Data Blueprint — Data Products
As discussed in the Data Management Systems article, the core data management system utilizes a shared-disk architecture. This architecture supports the distribution of data processing from a physical design standpoint. Given the movement away from a monolithic shared-nothing physical architecture, organizations should also logically decouple the delivery of data solutions. This approach can be achieved through the design pattern of data products.
Data products adhere to the software engineering principles of high cohesion and loose coupling, striking a balance between autonomy and dependency. A data product comprises three phases: data ingestion, data processing, and data consumption. It is highly cohesive, with a clear purpose and well-defined output expectations (data available for consumption) based on its input (ingested data with quality in terms of timeliness and accuracy). Data products are loosely coupled, focusing solely on the data interfaces and not the implementation details of other data sources or products. However, they must integrate effectively within the data management common services to support a holistic cohesive data platform. Each data product will have a designated owner and sustainment team.
Data Layers & Data Products
Data products must have a clearly defined purpose to achieve high cohesion. Therefore, data layer blueprint design decisions should guide the definition of data products’ purposes. A data product should focus on implementing a single aspect of the data layer. If a data product attempts to implement all the bronze, silver, and gold aspects of the data layer design, its purpose becomes overloaded, reducing its ability to deliver quickly to a focused purpose with high cohesion.

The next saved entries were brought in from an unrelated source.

PR #621, opened 2020-05-10
Proposed support for "medium memory model" programs in ELKS kernel

tkchia:
This PR adds initial support for some form of "medium memory model" `a.out` programs to the ELKS kernel.

The format for such programs is (sort of) documented in the updated `elks/include/linuxmt/minix.h` file.  It adds optional fields to the `a.out` header to allow a 64 KiB "far text" section, in addition to the existing near text, data, and BSS sections.  Segment relocations are 8 bytes each, per Minix's documented relocation format.

I also bumped up the `gcc-ia16` toolchain version and added a linker script, to allow experimenting with writing programs for this new format.

This is a follow-up on https://github.com/tkchia/build-ia16/issues/14 .

Thank you!

### DIFF
--- a/elks/arch/i86/mm/malloc.c
+++ b/elks/arch/i86/mm/malloc.c
@@ -232,11 +232,11 @@ int sys_brk(__pptr newbrk)
             return -ENOMEM;
 		}
     }
-#ifdef CONFIG_EXEC_ELKS
+#ifdef CONFIG_EXEC_LOW_STACK
     if (newbrk > currentp->t_endseg) {
         return -ENOMEM;
     }
-#endif /* CONFIG_EXEC_ELKS */
+#endif /* CONFIG_EXEC_LOW_STACK */
     currentp->t_endbrk = newbrk;
 
     return 0;
--- a/elks/elks-medium.ld
+++ b/elks/elks-medium.ld
@@ -1,0 +1,35 @@
+OUTPUT_FORMAT(elks)
+ENTRY(_start)
+
+SECTIONS {
+	.text 0 : {
+		CREATE_OBJECT_SYMBOLS
+		*(.text .text.*
+		  /*
+		   * Place the text segments from about half the input
+		   * modules into the near text segment.  Let the rest go
+		   * into .fartext .
+		   */
+		  .fartext.f.*0$ .fartext.f.*2$ .fartext.f.*4$ .fartext.f.*6$)
+		. = ALIGN(0x10);
+	}
+	.fartext 0 : AT(0x10000) {
+		*(.fartext .fartext$ .fartext.*)
+		. = ALIGN(0x10);
+	}
+	.data 0 : AT(0x20000) {
+		*(.nildata .nildata.*)
+		*(.rodata .rodata.*)
+		*(.data .data.*)
+		CONSTRUCTORS
+		. = ALIGN(0x10);
+	}
+	.bss : {
+		*(.bss .bss.*)
+		*(COMMON)
+		. = ALIGN(0x10);
+		ASSERT (. + 0x100 <= 0xfff0,
+		    "Error: too large for a medium-model ELKS a.out file.");
+	}
+	/DISCARD/ : { *(*) }
+}
--- a/elks/fs/config.in
+++ b/elks/fs/config.in
@@ -40,6 +40,6 @@ mainmenu_option next_comment
 
 	comment 'Executable file formats'
 
-	bool 'Support ELKS file format'        CONFIG_EXEC_ELKS           y
+	bool 'Support medium memory model'     CONFIG_EXEC_MMODEL         y
 
 endmenu
--- a/elks/fs/exec.c
+++ b/elks/fs/exec.c
@@ -48,8 +48,7 @@
 #include <arch/segment.h>
 
 static struct minix_exec_hdr mh;
-#ifdef CONFIG_EXEC_ELKS
-static struct minix_supl_hdr msuph;
+#ifdef CONFIG_EXEC_MMODEL
 static struct elks_supl_hdr esuph;
 #endif
 
@@ -58,7 +57,7 @@ static struct elks_supl_hdr esuph;
 #define INIT_HEAP  0x0     // For future use (inverted heap and stack)
 #define INIT_STACK 0x2000  // 8 K (space for both stack and heap)
 
-#ifdef CONFIG_EXEC_ELKS
+#ifdef CONFIG_EXEC_MMODEL
 // Read relocations for a particular segment and apply them
 // Only IA-16 segment relocations are accepted
 static int relocate(seg_t place_base, lsize_t rsize, segment_s *seg_code,
@@ -176,20 +175,35 @@ int sys_execve(char *filename, char *sptr, size_t slen)
     // as we now master the executable header content
     // with the new GNU build tool chain (custom LD script)
 
+			/* executable with no far text, no relocations */
+#define EXEC_HDR_SIZE_0	sizeof(struct minix_exec_hdr)
+			/* executable with relocations, no far text (?) */
+#define SUPL_HDR_SIZE_1	offsetof(struct elks_supl_hdr, esh_ftseg)
+#define EXEC_HDR_SIZE_1	(EXEC_HDR_SIZE_0 + SUPL_HDR_SIZE_1)
+			/* executable with far text (and maybe relocations) */
+#define SUPL_HDR_SIZE_2	(sizeof(struct elks_supl_hdr) - SUPL_HDR_SIZE_1)
+#define EXEC_HDR_SIZE_2 (EXEC_HDR_SIZE_1 + SUPL_HDR_SIZE_2)
+
     switch ((unsigned) mh.hlen) {
-#ifdef CONFIG_EXEC_ELKS
-    case 0x30:
-    case 0x40:
+    case EXEC_HDR_SIZE_0:
+#ifdef CONFIG_EXEC_MMODEL
+	memset(&esuph, 0, sizeof(esuph));
+#endif
+	break;
+#ifdef CONFIG_EXEC_MMODEL
+    case EXEC_HDR_SIZE_1:
+    case EXEC_HDR_SIZE_2:
 	/* BIG HEADER */
-	retval = filp->f_op->read(inode, filp, (char *) &msuph, sizeof(msuph));
-	if (retval != (int)sizeof(msuph)) {
+	retval = filp->f_op->read(inode, filp, (char *) &esuph,
+				  SUPL_HDR_SIZE_1);
+	if (retval != SUPL_HDR_SIZE_1) {
 	    debug1("EXEC: Bad secondary header, result %u\n", retval);
 	    goto error_exec3;
 	}
-	if (mh.hlen == 0x40) {
-	    retval = filp->f_op->read(inode, filp, (char *) &esuph,
-				      sizeof(esuph));
-	    if (retval != (int)sizeof(esuph)) {
+	if (mh.hlen == EXEC_HDR_SIZE_2) {
+	    retval = filp->f_op->read(inode, filp, (char *) &esuph.esh_ftseg,
+				      SUPL_HDR_SIZE_2);
+	    if (retval != SUPL_HDR_SIZE_2) {
 		debug1("EXEC: Bad secondary header, result %u\n", retval);
 		goto error_exec3;
 	    }
@@ -198,29 +212,29 @@ int sys_execve(char *filename, char *sptr, size_t slen)
 	    if (esuph.esh_ftrsize % sizeof(struct minix_reloc) != 0)
 		goto error_exec3;
 	} else
-	    memset(&esuph, 0, sizeof esuph);
+	    memset(&esuph.esh_ftseg, 0, SUPL_HDR_SIZE_2);
 	debug3("EXEC: text reloc size 0x%lx, data reloc size 0x%lx, "
 	       "text base 0x%lx\n",
-	       msuph.msh_trsize, msuph.msh_drsize, msuph.msh_tbase);
-	if (msuph.msh_trsize % sizeof(struct minix_reloc) != 0 ||
-	    msuph.msh_drsize % sizeof(struct minix_reloc) != 0 ||
-	    msuph.msh_tbase != 0)
+	       esuph.msh_trsize, esuph.msh_drsize, esuph.msh_tbase);
+	if (esuph.msh_tbase != 0)
 	    goto error_exec3;
-	base_data = msuph.msh_dbase;
+	if (esuph.msh_trsize % sizeof(struct minix_reloc) != 0 ||
+	    esuph.msh_drsize % sizeof(struct minix_reloc) != 0)
+	    goto error_exec3;
+#ifdef CONFIG_EXEC_LOW_STACK
+	base_data = esuph.msh_dbase;
 	if (base_data & 0xf)
 	    goto error_exec3;
 	if (base_data != 0) {
 	    debug1("EXEC: New type executable stack = %x\n", base_data);
 	    len = mh.dseg + mh.bseg + base_data + INIT_HEAP;
 	}
-	break;
-#endif
-    case 0x20:
-#ifdef CONFIG_EXEC_ELKS
-	memset(&msuph, 0, sizeof msuph);
-	memset(&esuph, 0, sizeof esuph);
+#else
+	if (base_data != 0)
+	    goto error_exec3;
 #endif
 	break;
+#endif
     default:
 	goto error_exec3;
     }
@@ -237,7 +251,7 @@ int sys_execve(char *filename, char *sptr, size_t slen)
 	segext_t paras;
 	retval = -ENOMEM;
 	paras = (mh.tseg + 15) >> 4;
-#ifdef CONFIG_EXEC_ELKS
+#ifdef CONFIG_EXEC_MMODEL
 	paras += (esuph.esh_ftseg + 15) >> 4;
 #endif
 	debug1("EXEC: Allocating 0x%x paragraphs for text segment(s)\n",
@@ -251,7 +265,7 @@ int sys_execve(char *filename, char *sptr, size_t slen)
 		   retval, (unsigned)mh.tseg);
 	    goto error_exec4;
 	}
-#ifdef CONFIG_EXEC_ELKS
+#ifdef CONFIG_EXEC_MMODEL
 	if (esuph.esh_ftseg) {
 	    currentp->t_regs.ds = seg_code->base + ((mh.tseg + 15) >> 4);
 	    retval = filp->f_op->read(inode, filp, 0, (size_t)esuph.esh_ftseg);
@@ -265,7 +279,7 @@ int sys_execve(char *filename, char *sptr, size_t slen)
     } else {
 	seg_get (seg_code);
 	filp->f_pos += mh.tseg;
-#ifdef CONFIG_EXEC_ELKS
+#ifdef CONFIG_EXEC_MMODEL
 	filp->f_pos += esuph.esh_ftseg;
 	need_reloc_code = 0;
 #endif
@@ -287,10 +301,10 @@ int sys_execve(char *filename, char *sptr, size_t slen)
 	goto error_exec5;
     }
 
-#ifdef CONFIG_EXEC_ELKS
+#ifdef CONFIG_EXEC_MMODEL
     if (need_reloc_code) {
 	/* Read and apply text segment relocations */
-	if (relocate(seg_code->base, msuph.msh_trsize, seg_code, seg_data,
+	if (relocate(seg_code->base, esuph.msh_trsize, seg_code, seg_data,
 		     currentp, inode, filp) != 0)
 	    goto error_exec5;
 	/* Read and apply far text segment relocations */
@@ -299,11 +313,11 @@ int sys_execve(char *filename, char *sptr, size_t slen)
 	    goto error_exec5;
     } else {
 	/* If reusing existing text segments, no need to re-relocate */
-	filp->f_pos += msuph.msh_trsize;
+	filp->f_pos += esuph.msh_trsize;
 	filp->f_pos += esuph.esh_ftrsize;
     }
     /* Read and apply data relocations */
-    if (relocate(seg_data->base, msuph.msh_drsize, seg_code, seg_data,
+    if (relocate(seg_data->base, esuph.msh_drsize, seg_code, seg_data,
 		 currentp, inode, filp) != 0)
 	goto error_exec5;
 #endif
--- a/elks/fs/exec.c
+++ b/elks/fs/exec.c
@@ -117,7 +117,9 @@ int sys_execve(char *filename, char *sptr, size_t slen)
     segment_s * seg_code;
     segment_s * seg_data;
     lsize_t len;
+#ifdef CONFIG_EXEC_MMODEL
     int need_reloc_code = 1;
+#endif
 
     /* Open the image */
     /*debug1("EXEC: opening file: %s\n", filename);*/
--- a/elks/fs/exec.c
+++ b/elks/fs/exec.c
@@ -177,54 +177,36 @@ int sys_execve(char *filename, char *sptr, size_t slen)
     // as we now master the executable header content
     // with the new GNU build tool chain (custom LD script)
 
-			/* executable with no far text, no relocations */
-#define EXEC_HDR_SIZE_0	sizeof(struct minix_exec_hdr)
-			/* executable with relocations, no far text (?) */
-#define SUPL_HDR_SIZE_1	offsetof(struct elks_supl_hdr, esh_ftseg)
-#define EXEC_HDR_SIZE_1	(EXEC_HDR_SIZE_0 + SUPL_HDR_SIZE_1)
-			/* executable with far text (and maybe relocations) */
-#define SUPL_HDR_SIZE_2	(sizeof(struct elks_supl_hdr) - SUPL_HDR_SIZE_1)
-#define EXEC_HDR_SIZE_2 (EXEC_HDR_SIZE_1 + SUPL_HDR_SIZE_2)
+#ifdef CONFIG_EXEC_MMODEL
+    memset(&esuph, 0, sizeof(esuph));
+#endif
 
     switch ((unsigned) mh.hlen) {
-    case EXEC_HDR_SIZE_0:
-#ifdef CONFIG_EXEC_MMODEL
-	memset(&esuph, 0, sizeof(esuph));
-#endif
+    case EXEC_MINIX_HDR_SIZE:
 	break;
 #ifdef CONFIG_EXEC_MMODEL
-    case EXEC_HDR_SIZE_1:
-    case EXEC_HDR_SIZE_2:
+    case EXEC_RELOC_HDR_SIZE:
+    case EXEC_FARTEXT_HDR_SIZE:
 	/* BIG HEADER */
 	retval = filp->f_op->read(inode, filp, (char *) &esuph,
-				  SUPL_HDR_SIZE_1);
-	if (retval != SUPL_HDR_SIZE_1) {
+				  mh.hlen - EXEC_MINIX_HDR_SIZE);
+	if (retval != mh.hlen - EXEC_MINIX_HDR_SIZE) {
 	    debug1("EXEC: Bad secondary header, result %u\n", retval);
 	    goto error_exec3;
 	}
-	if (mh.hlen == EXEC_HDR_SIZE_2) {
-	    retval = filp->f_op->read(inode, filp, (char *) &esuph.esh_ftseg,
-				      SUPL_HDR_SIZE_2);
-	    if (retval != SUPL_HDR_SIZE_2) {
-		debug1("EXEC: Bad secondary header, result %u\n", retval);
-		goto error_exec3;
-	    }
-	    debug2("EXEC: far text size 0x%x, far text reloc size 0x%lx\n",
-		   esuph.esh_ftseg, esuph.esh_ftrsize);
-	    if (esuph.esh_ftrsize % sizeof(struct minix_reloc) != 0)
-		goto error_exec3;
-	} else
-	    memset(&esuph.esh_ftseg, 0, SUPL_HDR_SIZE_2);
-	debug3("EXEC: text reloc size 0x%lx, data reloc size 0x%lx, "
-	       "text base 0x%lx\n",
-	       esuph.msh_trsize, esuph.msh_drsize, esuph.msh_tbase);
+	debug4("EXEC: text reloc size 0x%lx, data reloc size 0x%lx, "
+	       "far text reloc size 0x%x, text base 0x%lx\n",
+	       esuph.msh_trsize, esuph.msh_drsize, esuph.esh_ftrsize,
+	       esuph.msh_tbase);
 	if (esuph.msh_tbase != 0)
 	    goto error_exec3;
 	if (esuph.msh_trsize % sizeof(struct minix_reloc) != 0 ||
-	    esuph.msh_drsize % sizeof(struct minix_reloc) != 0)
+	    esuph.msh_drsize % sizeof(struct minix_reloc) != 0 ||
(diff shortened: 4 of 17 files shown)


ghaerr:
Hello @tkchia,

Thank you for your support in research and development of far code segments for ELKS!
Hopefully this work will allow the eventual possibility of running the kernel in medium model as an option.

I have a few questions and comments.

It would be nice to have an example application, or perhaps a Makefile option to compile an existing application in elkscmd/ medium model, to learn what new compiler and/or linker options are necessary, and test and observe the kernel loading, etc.

With regards to medium model libc support, is that entirely turned off for the time being, or just the .s files... that is, is there partial support yet for linking libc with an ELKS application, or does crt0.S and other .s files need conversion first?

I would like to see the CONFIG_EXEC_ELKS remain separate from this new work. For the time being, I'm thinking of leaving in all CONFIG_EXEC_ELKS code but setting that default OFF. It would be nice to have this new option available under a separate config option, suggest perhaps CONFIG_EXEC_MMODEL. In that way, either option could be configured separately, since we are down to less than 9k code space available with FAT FS, serial and networking compiled in.

Suggest removing \#ifdef CONFIG_EXEC_ELKS protection in minix.h, not needed and improves readability, a comment could suffice instead.

Do we really need an 8-byte minix_reloc? This certainly isn't important immediately, but I feel longer term it very important to keep on-disk (and in-memory reloc) size to a minimum given the systems ELKS runs on. The MZ format successfully uses 4-byte values, can you see a path where this could be shrunk, even though we're also supporting multiple segments rather than flat MZ-style? I haven't studied the BFD backend at all, it seems it has been derived from i386 executable support and has yet to discard 32 bit support in favor of 16-bit only... or is that the intent?

Thank you!

tkchia:
Hello @ghaerr,

> I would like to see the CONFIG_EXEC_ELKS remain separate from this new work. For the time being, I'm thinking of leaving in all CONFIG_EXEC_ELKS code but setting that default OFF. It would be nice to have this new option available under a separate config option, suggest perhaps CONFIG_EXEC_MMODEL. In that way, either option could be configured separately, since we are down to less than 9k code space available with FAT FS, serial and networking compiled in.

Done.  I have subdivided `CONFIG_EXEC_ELKS` further into `CONFIG_EXEC_LOW_STACK` (whether to allow stack-before-data programs) and `CONFIG_EXEC_MMODEL` (medium model).

> With regards to medium model libc support, is that entirely turned off for the time being, or just the .s files... that is, is there partial support yet for linking libc with an ELKS application, or does crt0.S and other .s files need conversion first?

Yes, the `.s` and `.S` files in `libc` will need to be updated to work properly under the medium model.

In fact, I found that the `signal(`_signum_`,` _handler_`);` syscall interface will also need updating --- _i.e. a change in the kernel ↔ userland ABI_. 😑  Namely, on an asynchronous event, the kernel assumes that _handler_ can simply return to a near (16-bit) address in the same segment as _handler_ itself.  But this may not be true if an asynchronous event happens while a process is running far code.

My current proposal is to keep the _handler_ pointer as 16-bit --- and limit it to the near code segment --- but require that the handler routine return to a 32-bit address.  (_handler_ will most likely be `libc`'s `_syscall_signal` anyway, if it is not `SIG_DFL` etc.)

> It would be nice to have an example application, or perhaps a Makefile option to compile an existing application in elkscmd/ medium model, to learn what new compiler and/or linker options are necessary, and test and observe the kernel loading, etc.

Thanks, I am working on this.  (Since there is no `libc` (including `crt0`) support yet, currently programs must be built using `-nostdlib`.  It is also necessary to specify with `-T`... the location of the linker script, as it is not yet installed in the right place.)

Thank you!

ghaerr:
Hello @tkchia!

> I have subdivided CONFIG_EXEC_ELKS further into CONFIG_EXEC_LOW_STACK (whether to allow stack-before-data programs) and CONFIG_EXEC_MMODEL (medium model).

Thank you, this is looking a lot better.

I am wondering, though, what is the purpose of keeping CONFIG_EXEC_ELKS? Shouldn't we just keep the two new options, and eliminate CONFIG_EXEC_ELKS entirely? This is going to get possibly quite a bit more (needlessly) complicated when heap and stack requirements are added to the header. I recommend removing CONFIG_EXEC_ELKS now, for reasons below.

Looking more closely, it seems that MMODEL support is now working with two supplemental headers, "minix_supl_hdr", and "elks_supl_hdr". IMO, we would be better off with using a single supplemental header for each option, which would be a union. There no known tools which actually produce the "minix_supl_hdr" and run with its intended low stack implementation. Now, we are creating yet another supplemental header which requires a previously unused one.

Keeping a single complete supplemental header definition for each available config option, but combining them into a union, simplifies exec.c code (allows a single read of the entire extended header, no separate code for separate options with same information, etc), and moves the design issues into one place - minix.h, without having to modify exec.c heavily when a header changes (as it might, as we improve this and other pending designs).

Other thoughts are to move away from constants in exec.c like 0x30, 0x40 and 0x20, and replace these with well-named defines based on sizeof(minix_exec_hdr)+sizeof(option_supl_hdr). Each supplemental header would be renamed closer to the option which selects it. The union of extended headers would be named elks_supl_hdr.

Because there are likely to be continuing (possibly temporary, for development) changes to a.out header formats, IMO it will be far simpler to keep only one complete supplemental header per option, which will also match (possibly temporary or developmental) linker scripts. This would be my plan for finally implementing configurable process heap + stack size, while also allowing development of medium model support, and changing mostly minix.h, rather than exec.c. When configurable heap+stack gets implemented, it will be a system-wide change that will require adoption of an extended header of some kind (unless we can use the last "unused" a.out header entry, which is/was possibly used for symbol table size). This system-wide change won't be configurable, as there are too many issues with tuning individual applications to their required heap/stack using compiler options, in the effort to get ELKS running well on smaller systems.

Other small issue:

Since CONFIG_EXEC_LOW_STACK will be turned off by default, and careful inspection of fork.c shows no relation to this option, I suggest changing the \#ifdef CONFIG_EXEC_LOW_STACK to \#if 1 for the `vfork` implementation. That is, `do_fork(0)` will always be executed for the time being.

Thank you for your work and consideration on this!

ghaerr:
Hello @tkchia,

> Yes, the .s and .S files in libc will need to be updated to work properly under the medium model.

Is there an easily-available macro/define that would allow picking up function argument offsets without using an include file? 

Looking at the crt0.S and the asm/ string functions, perhaps creating macros for 'call' and function epilogue and using a macro include file would allow for not having to modify .S files for different multilib cases, as well as removing lots of \#ifdefs.

> Namely, on an asynchronous event, the kernel assumes that handler can simply return to a near (16-bit) address in the same segment as handler itself. But this may not be true if an asynchronous event happens while a process is running far code.

Nice catch, I hadn't even thought about that problem!

> My current proposal is to keep the handler pointer as 16-bit --- and limit it to the near code segment --- but require that the handler routine return to a 32-bit address. (handler will most likely be libc's _syscall_signal anyway, if it is not SIG_DFL etc.)

I hope I'm understanding this properly - are you talking about the *handler* argument to libc `signal`, or the always-used `_syscall_signal`? I would think we would need libc `signal` to accept a 32-bit handler argument that is stored in _sigtable[], and far-called after the unchanged kernel code asynchronously near-calls _syscall_signal. The user program developer can't be expected to have a near-call application C function, which would likely always be a far function signal handler.

tkchia:
Hello @ghaerr,

> Looking more closely, it seems that MMODEL support is now working with two supplemental headers, "minix_supl_hdr", and "elks_supl_hdr". IMO, we would be better off with using a single supplemental header for each option, which would be a union. There no known tools which actually produce the "minix_supl_hdr" and run with its intended low stack implementation. Now, we are creating yet another supplemental header which requires a previously unused one.

The medium model support _does_ make use of the `.msh_trsize` and `.msh_drsize` fields of the `minix_supl_hdr` --- to keep track of the sizes of the near text and data relocation records.  The stack-before-data stuff uses only the `.msh_dbase` field.  I guess I will need to think about this a bit more...

Thank you!

tkchia:
Hello @ghaerr,

> Is there an easily-available macro/define that would allow picking up function argument offsets without using an include file?

There are C preprocessor macros (for `.S` files, though not for `.s` files) `__TINY__`, `__SMALL__`, and `__MEDIUM__` (plus `__COMPACT__`, `__LARGE__`, and `__HUGE__`, reserved for the future).  One of these will be defined according to the memory model specified to GCC.  If `crt0.S` (say) includes a header file, the header can test for these macros.

Other than that, though, there are no predefined macros for argument offsets.

> > My current proposal is to keep the handler pointer as 16-bit --- and limit it to the near code segment --- but require that the handler routine return to a 32-bit address. (handler will most likely be libc's `_syscall_signal` anyway, if it is not `SIG_DFL` etc.)

> I hope I'm understanding this properly - are you talking about the handler argument to `libc` signal, or the always-used `_syscall_signal`?

I meant the `_syscall_signal` --- sorry for the confusion.

Another possibility I am thinking of is to have the `signal` syscall actually accept a 32-bit `_syscall_signal` pointer, and modify the kernel's `struct signal_struct` to store only this one 32-bit pointer.  The rest of the `struct signal_struct` then only needs to record one of 3 values per signal type: whether the signal's disposition is `SIG_DFL`, `SIG_IGN`, or the custom handler.

Perhaps I will try to tackle this particular subproblem in a separate pull request.

Thank you!

ghaerr:
> The medium model support does make use of the .msh_trsize and .msh_drsize fields of the minix_supl_hdr --- to keep track of the sizes of the near text and data relocation records. The stack-before-data stuff uses only the .msh_dbase field. I guess I will need to think about this a bit more...

Yes, I noticed that. I'm just suggesting that you add all the minix_supl_hdr fields into your header, call it mmodel_supl_hdr or something like that, and then put both into a union elks_sup_hdr which is used in exec.c. There isn't much reason to keep minix_supl_hdr around separately [EDIT: for your mmodel code], since its not even possible to use LOW_STACK. Frankly, I think the LOW_STACK option, including its header, should be kept around for informational purposes only, and have CONFIG_EXEC_LOW_STACK as well as CONFIG_EXEC_ELKS removed as options in config.in. This then leaves only CONFIG_EXEC_MMODEL as a config option, and allows us to move forward with a much cleaner slate. CONFIG_EXEC_LOW_STACK could remain in exec.c to look at, but there's not much point in keeping it configurable as it can't even be tested.

ghaerr:
> I meant the _syscall_signal --- sorry for the confusion.

Thanks, that makes more sense now.

> Another possibility I am thinking of is to have the signal syscall actually accept a 32-bit _syscall_signal pointer, and modify the kernel's struct signal_struct to store only this one 32-bit pointer. The rest of the struct signal_struct then only needs to record one of 3 values per signal type: whether the signal's disposition is SIG_DFL, SIG_IGN, or the custom handler.

Either option sounds OK to me. Having the kernel handle 32-bit code segment pointers for signal would allow not only `arch_setup_sighandler_stack` to get written and tested, but also perhaps pave the way for `arch_build_stack` and the scheduler `tswitch` code when/if the time comes for a medium-model kernel. I view the biggest benefit of the current medium model R&D would be a medium-model kernel, even as an experimental option, since it would result in the availability of a single ELKS kernel with all options enabled, for maximum usability.

> Perhaps I will try to tackle this particular subproblem in a separate pull request.

Good idea for both libc and signal issues; that will allow this commit to proceed unattached to all its subsequent requirements.

ghaerr:
Hello @tkchia,

>  just suggesting that you add all the minix_supl_hdr fields into your header, call it mmodel_supl_hdr or something like that, and then put both into a union elks_sup_hdr which is used in exec.c

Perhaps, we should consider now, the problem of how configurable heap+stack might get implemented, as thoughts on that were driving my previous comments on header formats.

Organizations should create well-defined data product “classes” as part of their blueprint design. A data product “class” abstractly defines the different types of data products the organization will implement and their intended purposes. For example, a Source Data Product class would implement the organizational data layer standards for the bronze layers for a given OLTP system. The primary purposes of this class could include providing an audit trail of data changes, serving as a secondary backup of source data, and enabling downstream data products to consume source data. A Data Domain Data Product class (silver layer) might integrate OLTP and MDM datasets for consumption by multiple downstream data products. The gold layer will vary in data product class types; for instance, an ML Data Product class could offer predictive/prescriptive insights and support a shared feature store used across data products.
Data Management Systems & Data Products
The central shared-disk data management system will be the primary means of sharing data across your data products. Since each data product has its own resources for data ingestion and processing, it can ensure its own performance goals and manage its own costs. The consumable interface for a data product could simply provide details on query patterns to access the most recent data as needed and instructions on how to request secure access to the data. Downstream data products will use their own resources to consume the data, benefiting from direct access and ensuring greater data fidelity.
Data Management Services & Data Products
While data products are highly cohesive with targeted purposes and loosely coupled with well-designed interfaces to interlink them, the data platform should still function as a holistic, unified solution. Your organization can achieve this by integrating all data products with common data management services. These services include infrastructure, security, orchestration and monitoring, data quality, the metastore and enterprise data catalog, operational metadata, alerting, and incident management.
The list of common data management services is extensive and complex, not to mention the targeted services that need to be built into each data product. Implementing a modern data platform involves significant architectural planning and tooling, which should be approached with care. A future data blueprint article will outline a logical architecture for a data product container design, detailing mandatory features and optional features that can be added later based on the organizational data blueprint decisions.
Organizational/Team Management
Apart from the architectural planning and tooling, another key challenge in implementing a data product design is effectively organizing teams and resources across the different data products. Considering the number of data source bronze data products that must be developed (one per source) and the number of silver data products (one per subject area), the resource requirements for this architecture can quickly become daunting, especially since the development of gold data products hasn’t even begun. A future data blueprint article will discuss the leadership decisions necessary to make this data product design approach feasible for an organization. As a preview, the organizational design will need to allow certain roles to develop across multiple data products and enable some roles to manage multiple data products.
Closing Word
The data management platform discussed thus far assumes a batch or micro-batch architecture. However, organizations can also incorporate streaming services into the design. A streaming architecture introduces complexities and potentially higher costs, so it must be carefully planned and thoroughly tested. While this streaming design approach is beyond the scope of this article, to demonstrate the complexity, here are a few key questions that must be addressed for a streaming architecture:
· When streaming data is transformed by a process, should the process fork the data into both a data layer landing area and another real-time topic?
· For the introduction of a new data product, how will the product capture stored historical data versus streaming new data? How can the complexity of managing two different interfaces be reduced?
· How should denormalization (joins) between data sets be handled if data arrives late?
· How can transactional updates be accounted for, ensuring performant tracking of aggregations?
· How are data quality failures reported and handled in the streaming system?